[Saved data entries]

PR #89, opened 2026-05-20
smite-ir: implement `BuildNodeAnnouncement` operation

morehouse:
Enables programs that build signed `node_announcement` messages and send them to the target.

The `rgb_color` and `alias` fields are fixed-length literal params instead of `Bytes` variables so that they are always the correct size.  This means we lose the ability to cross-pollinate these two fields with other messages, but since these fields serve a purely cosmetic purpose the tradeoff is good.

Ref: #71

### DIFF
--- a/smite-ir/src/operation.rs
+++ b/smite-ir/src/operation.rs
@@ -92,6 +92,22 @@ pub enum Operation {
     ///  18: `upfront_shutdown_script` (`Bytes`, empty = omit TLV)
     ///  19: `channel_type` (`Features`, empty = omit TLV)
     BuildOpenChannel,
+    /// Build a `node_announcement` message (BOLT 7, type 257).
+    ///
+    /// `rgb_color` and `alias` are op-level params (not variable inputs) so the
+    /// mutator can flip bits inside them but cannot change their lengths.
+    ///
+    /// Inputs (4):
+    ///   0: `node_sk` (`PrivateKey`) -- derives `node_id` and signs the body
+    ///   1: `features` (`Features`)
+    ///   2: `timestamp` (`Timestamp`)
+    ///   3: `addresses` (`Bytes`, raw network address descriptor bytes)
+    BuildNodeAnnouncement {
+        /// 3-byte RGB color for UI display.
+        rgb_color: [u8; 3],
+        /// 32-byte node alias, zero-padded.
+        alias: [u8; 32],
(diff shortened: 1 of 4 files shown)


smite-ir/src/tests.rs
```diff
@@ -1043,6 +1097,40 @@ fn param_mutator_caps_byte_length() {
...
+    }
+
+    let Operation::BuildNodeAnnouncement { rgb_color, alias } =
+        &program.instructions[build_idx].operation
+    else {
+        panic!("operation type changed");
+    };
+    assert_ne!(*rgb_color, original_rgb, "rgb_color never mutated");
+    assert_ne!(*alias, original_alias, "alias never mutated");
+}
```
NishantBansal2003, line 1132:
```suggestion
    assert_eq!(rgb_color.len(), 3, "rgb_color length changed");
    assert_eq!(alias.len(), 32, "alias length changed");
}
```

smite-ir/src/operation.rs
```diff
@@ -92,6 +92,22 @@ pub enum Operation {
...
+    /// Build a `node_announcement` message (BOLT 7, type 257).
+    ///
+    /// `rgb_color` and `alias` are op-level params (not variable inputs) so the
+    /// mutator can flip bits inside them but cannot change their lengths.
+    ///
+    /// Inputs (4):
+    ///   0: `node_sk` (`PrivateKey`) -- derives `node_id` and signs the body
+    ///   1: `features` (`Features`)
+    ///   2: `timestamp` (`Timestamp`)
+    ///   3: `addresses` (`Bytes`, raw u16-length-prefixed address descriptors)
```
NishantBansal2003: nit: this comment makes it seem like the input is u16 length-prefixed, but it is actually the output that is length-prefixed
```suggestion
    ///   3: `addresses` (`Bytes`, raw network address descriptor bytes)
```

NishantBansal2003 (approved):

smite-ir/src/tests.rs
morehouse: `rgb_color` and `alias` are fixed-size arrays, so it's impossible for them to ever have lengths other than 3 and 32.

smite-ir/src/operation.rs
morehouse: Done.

*WORK REQUIRED*. Take the entries above and write them out again unchanged.

*RESPONSE TO THIS TASK*.
PR #89, opened 2026-05-20
smite-ir: implement `BuildNodeAnnouncement` operation

morehouse:
Enables programs that build signed `node_announcement` messages and send them to the target.

The `rgb_color` and `alias` fields are fixed-length literal params instead of `Bytes` variables so that they are always the correct size.  This means we lose the ability to cross-pollinate these two fields with other messages, but since these fields serve a purely cosmetic purpose the tradeoff is good.

Ref: #71

### DIFF
--- a/smite-ir/src/operation.rs
+++ b/smite-ir/src/operation.rs
@@ -92,6 +92,22 @@ pub enum Operation {
     ///  18: `upfront_shutdown_script` (`Bytes`, empty = omit TLV)
     ///  19: `channel_type` (`Features`, empty = omit TLV)
     BuildOpenChannel,
+    /// Build a `node_announcement` message (BOLT 7, type 257).
+    ///
+    /// `rgb_color` and `alias` are op-level params (not variable inputs) so the
+    /// mutator can flip bits inside them but cannot change their lengths.
+    ///
+    /// Inputs (4):
+    ///   0: `node_sk` (`PrivateKey`) -- derives `node_id` and signs the body
+    ///   1: `features` (`Features`)
+    ///   2: `timestamp` (`Timestamp`)
+    ///   3: `addresses` (`Bytes`, raw network address descriptor bytes)
+    BuildNodeAnnouncement {
+        /// 3-byte RGB color for UI display.
+        rgb_color: [u8; 3],
+        /// 32-byte node alias, zero-padded.
+        alias: [u8; 32],
(diff shortened: 1 of 4 files shown)


smite-ir/src/tests.rs
```diff
@@ -1043,6 +1097,40 @@ fn param_mutator_caps_byte_length() {
...
+    }
+
+    let Operation::BuildNodeAnnouncement { rgb_color, alias } =
+        &program.instructions[build_idx].operation
+    else {
+        panic!("operation type changed");
+    };
+    assert_ne!(*rgb_color, original_rgb, "rgb_color never mutated");
+    assert_ne!(*alias, original_alias, "alias never mutated");
+}
```
NishantBansal2003, line 1132:
```suggestion
    assert_eq!(rgb_color.len(), 3, "rgb_color length changed");
    assert_eq!(alias.len(), 32, "alias length changed");
}
```

smite-ir/src/operation.rs
```diff
@@ -92,6 +92,22 @@ pub enum Operation {
...
+    /// Build a `node_announcement` message (BOLT 7, type 257).
+    ///
+    /// `rgb_color` and `alias` are op-level params (not variable inputs) so the
+    /// mutator can flip bits inside them but cannot change their lengths.
+    ///
+    /// Inputs (4):
+    ///   0: `node_sk` (`PrivateKey`) -- derives `node_id` and signs the body
+    ///   1: `features` (`Features`)
+    ///   2: `timestamp` (`Timestamp`)
+    ///   3: `addresses` (`Bytes`, raw u16-length-prefixed address descriptors)
```
NishantBansal2003: nit: this comment makes it seem like the input is u16 length-prefixed, but it is actually the output that is length-prefixed
```suggestion
    ///   3: `addresses` (`Bytes`, raw network address descriptor bytes)
```

NishantBansal2003 (approved):

smite-ir/src/tests.rs
morehouse: `rgb_color` and `alias` are fixed-size arrays, so it's impossible for them to ever have lengths other than 3 and 32.

smite-ir/src/operation.rs
morehouse: Done.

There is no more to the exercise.